27.5.10

SER MODERNO É TUDO

Tenho angariado, com uma velocidade impressionante graças às redes sociais, mais e mais detratores. Gente que, franca e sinceramente, não me tira nem o sono e nem a disposição de seguir em frente apontando meu dedo indicador polemista em direção a tudo aquilo que, mais que me incomodar, fomenta a construção de uma sociedade doentia onde a novidade - a todo custo - é o que todos buscam sem um mínimo de visão crítica capaz de fazer essa gente enxergar o ridículo que protagoniza. Explico. Se eu critico Roberta Sudbrack e sua food experience, se eu digo que acho lastimável que a ex-cozinheira de FHC tenha publicado um livro de alta gastronomia para cães, se eu digo que acho esquizofrênico a dita cuja escrever que batata dança, que pepino canta e que pão ronca e que acho incompreensível que milhares de pessoas delirem por conta disso (tem até quem confesse chorar diante dos pratos preparados por ela), se eu digo que acho lamentáveis os textos de Cora Rónai, a porta-voz de Moacyr Luz (o mesmo que chama Roberta Sudbrack de fada), se eu digo que não é possível admiti-la, mais uma vez, escrevendo no caderno de esportes durante a Copa do Mundo, se eu digo que o ASTOR BAR é só mais um ramo de uma empresa exitosa e lucrativa que nada tem a ver com o Rio de Janeiro e sua melhor tradição no ramo de botequins, se eu mostro, por "a" mais "b", que o Moacyr Luz é uma espécie de girassol de carne e osso (vira-se para o ponto mais iluminado do palco, sempre!) se desdizendo diuturnamente, pronto: aumenta o número dos que me julgam mal sem parar pra pensar (porque se pensassem, veriam o ridículo que é o teor de seus próprios discursos). Repito: não me importo.

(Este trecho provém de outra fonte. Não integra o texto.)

PR #783, opened 2020-02-28
Tool deprecation warnings

### LINKED ISSUE #709: Deprecate TSLint
TSLint has been marked as deprecated since the version 6.0.0:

E se eu sou mal julgado por essa gente que insiste em não parar pra pensar no que eu vira-e-mexe digo aqui neste balcão, deixo com vocês, hoje, fabuloso texto publicado na revista CARTA CAPITAL, de autoria de Márcio Alemão, por mim grifado:

"Todos mergulham na busca doentia pela novidade, mas estão a 5 centímetros da superfície

Ainda sobre a lista de San Pellegrino, a famosa lista publicada pela famosa revista inglesa The Restaurant. Na semana passada eu perguntei o que teria feito com que publicação se tornasse tão importante para a mídia. Ninguém me respondeu. Continuo acreditando que uma das grandes sacadas é chamar todo mundo de ignorante, mal informado. “O quê? Você nunca foi ao Plavi Podrum, em Volosko, na Croácia? Não comente isso em voz alta.”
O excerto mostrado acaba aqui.